# Task details
If a line of the data below contains the string "minimum", count it, then state the total alone.

# Input
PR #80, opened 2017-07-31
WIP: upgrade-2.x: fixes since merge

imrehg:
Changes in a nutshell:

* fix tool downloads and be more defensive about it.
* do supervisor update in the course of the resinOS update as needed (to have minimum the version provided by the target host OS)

==

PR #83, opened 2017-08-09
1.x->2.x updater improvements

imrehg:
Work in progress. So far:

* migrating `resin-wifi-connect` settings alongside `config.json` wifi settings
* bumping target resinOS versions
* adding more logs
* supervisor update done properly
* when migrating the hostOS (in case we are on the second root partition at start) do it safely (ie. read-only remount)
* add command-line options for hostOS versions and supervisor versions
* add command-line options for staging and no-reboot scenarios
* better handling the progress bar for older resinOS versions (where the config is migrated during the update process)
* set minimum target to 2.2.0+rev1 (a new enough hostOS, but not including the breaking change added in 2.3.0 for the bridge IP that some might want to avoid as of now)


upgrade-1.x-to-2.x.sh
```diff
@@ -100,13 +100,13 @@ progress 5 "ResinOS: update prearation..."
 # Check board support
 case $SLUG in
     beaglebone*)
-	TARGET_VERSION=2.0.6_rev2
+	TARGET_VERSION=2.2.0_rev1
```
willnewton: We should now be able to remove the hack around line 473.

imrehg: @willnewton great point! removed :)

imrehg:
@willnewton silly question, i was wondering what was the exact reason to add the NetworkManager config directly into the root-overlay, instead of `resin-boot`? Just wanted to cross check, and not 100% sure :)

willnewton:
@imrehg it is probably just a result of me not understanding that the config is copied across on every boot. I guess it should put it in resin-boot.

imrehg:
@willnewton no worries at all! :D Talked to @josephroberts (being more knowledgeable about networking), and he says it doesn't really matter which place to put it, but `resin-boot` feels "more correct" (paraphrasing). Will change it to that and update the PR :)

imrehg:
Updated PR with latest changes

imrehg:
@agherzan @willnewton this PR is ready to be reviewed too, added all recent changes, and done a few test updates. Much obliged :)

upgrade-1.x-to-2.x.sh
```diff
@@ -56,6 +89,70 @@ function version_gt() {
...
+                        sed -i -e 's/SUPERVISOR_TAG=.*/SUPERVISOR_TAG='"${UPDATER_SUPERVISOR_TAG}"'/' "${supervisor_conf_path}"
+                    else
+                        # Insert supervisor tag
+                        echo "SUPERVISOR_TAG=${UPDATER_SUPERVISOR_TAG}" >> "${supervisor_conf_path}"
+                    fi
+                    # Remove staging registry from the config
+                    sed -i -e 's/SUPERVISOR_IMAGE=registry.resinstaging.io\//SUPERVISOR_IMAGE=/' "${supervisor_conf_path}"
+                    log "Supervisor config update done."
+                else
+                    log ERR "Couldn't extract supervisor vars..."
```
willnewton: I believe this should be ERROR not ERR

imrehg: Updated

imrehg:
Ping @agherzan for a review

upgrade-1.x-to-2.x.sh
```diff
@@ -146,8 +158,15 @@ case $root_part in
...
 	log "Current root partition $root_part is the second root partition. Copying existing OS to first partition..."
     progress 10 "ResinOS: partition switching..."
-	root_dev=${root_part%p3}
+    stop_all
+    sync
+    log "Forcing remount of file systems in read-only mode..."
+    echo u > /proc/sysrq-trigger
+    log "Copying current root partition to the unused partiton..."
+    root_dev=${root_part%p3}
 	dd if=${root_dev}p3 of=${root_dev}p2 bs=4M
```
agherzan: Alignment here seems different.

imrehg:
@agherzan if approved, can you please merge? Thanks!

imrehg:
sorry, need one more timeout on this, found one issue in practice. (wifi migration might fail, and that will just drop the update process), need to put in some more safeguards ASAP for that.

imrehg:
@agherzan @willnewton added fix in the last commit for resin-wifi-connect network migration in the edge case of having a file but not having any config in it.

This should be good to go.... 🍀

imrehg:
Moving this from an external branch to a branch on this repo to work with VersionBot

# Result for this task
2